PR #2508, opened 2018-12-27
New round of API standardization (for v4.4)

Elv13:
Here's a scary one.

This PR "fixes" the issue regarding `awful.button`/`awful.key` vs. `capi.button`/`capi.button` and starts to cleanup the very old luaobject read/write accessor methods (like `c:tags()` instead is `c.tags`).

The button/key work is the follow up of the keygrabber PR I did last summer where I mentioned managing keybindings sucked. This PR does not addresses this issue, but it removes a limitation that prevents the issue from being fixed. Currently `awful.key` and `awful.button` are not objects, but rather tuples of many `capi.key`/`capi.button` objects. They are expanded by `gears.table.join` and any metadata associated with the object is now lost. @actionless hotkey popup work around that by keeping an index of the keys it thinks are set, but it isn't fully reliable. Step by step, this work will allow to really use the `awful.key` and `awful.button` objects to store a state and metadata.

The other parts is related to this by refactoring the API so `gears.table.join` is no longer necessary and while at it convert with methods into properties (it is backward compatible).

Finally, there is the first part of a bigger cleanup of `rc.lua` to use the same API style for everything. As discussed with @actionless over the last couple years, we think moving all constructors to support named argument is a cleaner way forward rather than random constructor arguments. Once all widgets (and hopefully relevant objects) are ported then the declarative and "normal" constructor can be unified so they become interchangeable and less confusing. This PR does *not* address this.

### DIFF
--- a/lib/awful/widget/common.lua
+++ b/lib/awful/widget/common.lua
@@ -129,7 +129,7 @@ function common.list_update(w, buttons, label, data, objects, args)
             cache = (args and args.widget_template) and
                 custom_template(args) or default_template()
 
-            cache.primary:buttons(common.create_buttons(buttons, o))
+            cache.primary.buttons = {common.create_buttons(buttons, o)}
 
             if cache.create_callback then
                 cache.create_callback(cache.primary, o, i, objects)
--- a/lib/wibox/widget/base.lua
+++ b/lib/wibox/widget/base.lua
@@ -155,6 +155,24 @@ function base.widget:get_all_children()
     return ret
 end
 
+--- Common implementation of the `:set_widget()` method exposed by many
+-- other widgets.
+--
+-- Use this if your widget has no custom logic when setting the widget.
+--
+-- @usage
+--   rawset(my_custom_widget, "set_widget", wibox.widget.base.set_widget_common)
+function base.set_widget_common(self, widget)
+    local w = widget and base.make_widget_from_value(widget)
+
+    if w then
+        base.check_widget(w)
+    end
+
+    self._private.widget = w
+    self:emit_signal("widget::layout_changed")
+end
+
 --- Emit a signal and ensure all parent widgets in the hierarchies also
 -- forward the signal. This is useful to track signals when there is a dynamic
 -- set of containers and layouts wrapping the widget.
--- a/lib/wibox/widget/base.lua
+++ b/lib/wibox/widget/base.lua
@@ -40,6 +40,29 @@ function base.widget:set_visible(b)
     end
 end
 
+--- Add a new `awful.button` to this widget.
+-- @tparam awful.button button The button to add.
+function base.widget:add_button(button)
+    if not button then return end
+
+    -- Simple case
+    if not self._private.buttons then
+        self:set_buttons({button})
+        return
+    end
+
+    -- This could happen if something accidentally uses rawset
+    assert(self._private.buttons_formatted)
+
+    -- an `awful.button` is a tupple of `capi.button`
+    self._private.buttons_formatted = gtable.join(
+        self._private.buttons_formatted,
+        button
+    )
+
+    table.insert(self._private.buttons, button)
+end
+
 --- Is the widget visible?
 -- @treturn boolean
 -- @method get_visible
--- a/awesomerc.lua
+++ b/awesomerc.lua
@@ -219,11 +219,11 @@ end)
 
 -- {{{ Mouse bindings
 -- @DOC_ROOT_BUTTONS@
-root.buttons(gears.table.join(
+root.buttons = {
     awful.button({ }, 3, function () mymainmenu:toggle() end),
     awful.button({ }, 4, awful.tag.viewnext),
-    awful.button({ }, 5, awful.tag.viewprev)
-))
+    awful.button({ }, 5, awful.tag.viewprev),
+}
 -- }}}
 
 -- {{{ Key bindings
--- a/awesomerc.lua
+++ b/awesomerc.lua
@@ -228,7 +228,7 @@ root.buttons = {
 
 -- {{{ Key bindings
 -- @DOC_GLOBAL_KEYBINDINGS@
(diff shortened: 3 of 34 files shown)


root.c
```diff
@@ -526,19 +541,92 @@ luaA_root_tags(lua_State *L)
...
+{
+    /* Call the lua root property handler */
+    if (miss_newindex_handler != LUA_REFNIL)
+        return luaA_call_handler(L, miss_newindex_handler);
+
+    return luaA_default_newindex(L);
+}
+
+static int
+luaA_root_new(lua_State *L)
```
actionless:
```
/tmp/awesome-build/root.c:600:1: error: ‘luaA_root_new’ defined but not used [-Werror=unused-function]
 luaA_root_new(lua_State *L)
 ^
cc1: all warnings being treated as errors
```

Elv13: done

Elv13:
I added a `widget:add_button()` method while porting everything away from the legacy API. It removes some of the ugly `w:buttons(gear.table.join(w:buttons(), new_button))` code. My original goal was to do that later, but the PR wont get green as long as I don't remove all deprecated code...

lib/awful/widget/common.lua
```diff
@@ -21,17 +21,23 @@ local common = {}
...
-            -- Create a proxy button object: it will receive the real
-            -- press and release events, and will propagate them to the
-            -- button object the user provided, but with the object as
-            -- argument.
-            local btn = capi.button { modifiers = b.modifiers, button = b.button }
-            btn:connect_signal("press", function () b:emit_signal("press", object) end)
-            btn:connect_signal("release", function () b:emit_signal("release", object) end)
-            btns[#btns + 1] = btn
+        for _, src in ipairs(buttons) do
+            --TODO v6 Remove this legacy overhead
```
Veratil: Actual v6 or typo v5?

lib/wibox/widget/base.lua
```diff
@@ -700,6 +736,20 @@ function base.make_widget(proxy, widget_name, args)
     mt.__tostring = function()
         return string.format("%s (%s)", ret.widget_name, orig_string)
     end
+
+    -- Even when properties are disabled, buttons is required for backward
+    -- compatibility.
+    --TODO v6 Remove this
```
Veratil: Actual v6 or typo v5?

Elv13: Actual v6. This API is very hard to both modernize and keep backward compatibility. The goal of this branch is to have a real read/write API for input handling. The old one is write only. Once you set the keys/buttons, they lose their context and you have to reverse engineer everything to manipulate them later on. It will need long term code to support the old deprecated API. Both for 4.x (not officially deprecated yet) and 5.x (deprecated but supported) so we can remove it from 6.0 (deprecated and free to break if the maintenance cost reduction is worth it, which in this case it totally will be).

/offtopic

This isn't really a pull request anyway. It's more like a branch with many, many small, long term, independent, commits that can be reviewed individually (as long as the order remain the same). Once I will be done with this, there will be a real API to manipulate input events. But given that I want to create something that's easier to review than my usual multi-hundred lines commits, its going to take some iterations of changes within this branch. I add new APIs in some commit, then "slowly"  integrate them, then tests them, then replace the usage of the old one, then deprecate it. All in different commits. It will most probably have >100 commits, but commits that I hope can be reviewed/merged with less pain than my usual work.

psychon doesn't have time to review things right now (which is 100% ok, I am in the same situation most of the year), it's better to spend my AwesomeWM time on this than on the notification PR series because it is stuck as long as the open ones are not merged. That, in turn requires both of us active at the same time, which hasn't been happening a lot this year I know you and others want the notification API and don't care about much about API standardization. The problem is that stars will have to align to be able to merge that work and it isn't the case right now.

Veratil: > Actual v6. This API is very hard to both modernize and keep backward compatibility. The goal of this branch is to have a real read/write API for input handling. The old one is write only. Once you set the keys/buttons, they lose their context and you have to reverse engineer everything to manipulate them later on. It will need long term code to support the old deprecated API. Both for 4.x (not officially deprecated yet) and 5.x (deprecated but supported) so we can remove it from 6.0 (deprecated and free to break if the maintenance cost reduction is worth it, which in this case it totally will be).

Got it! Just curious when looking over it.

> psychon doesn't have time to review things right now (which is 100% ok, I am in the same situation most of the year), it's better to spend my AwesomeWM time on this than on the notification PR series because it is stuck as long as the open ones are not merged. That, in turn requires both of us active at the same time, which hasn't been happening a lot this year

Yeah, I've been focused on other things, too. Haven't touched awesome source in a while.

> I know you and others want the notification API and don't care about much about API standardization.

On the contrary! I very much am supportive for API standardization. I'm just not as versed in the core source as y'all are. I try where I can. :)

Elv13:
@psychon Mind reviewing this one? You wont like it, neither do I. It's everything wrong with "backward compatibility at all cost". However it is a step toward removing a whole class of very ugly APIs and getting closer to having no "write only" APIs like `root.keys()` and `root.buttons()`. It also makes `awful` a real dependency of `capi`, at least for the public API, which is also ugly. Again, there's a reason for that and it's rather obvious when you see the changes to `rc.lua`.

Elv13:
Rebased. It will probably take a few iterations to bring this back to life and pass the tests.

This is the "next big thing" I plan to merge. This is required for my last few screen pull requests. As I said a few time about this pull request, I don't really like how it is done. It's a hack and will be hard to maintain. However the end result is getting rid of a lot of technical debt from the pre-property era of the API. Once this pull request and its few follow up are merged (not planned for v4.4), the API will be *a lot* more consistent. Plus, some features I wanted to add for a while, such as QAction/GtkAction equivalent will become possible.

Elv13:
Last call. If nobody steps in, I will start to merge this in chunks (to make the CI pass) tomorrow.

****

*What needs to be done*. From the records above, state how many lines contain the word "primary", and leave out everything else.

*Written response*. 3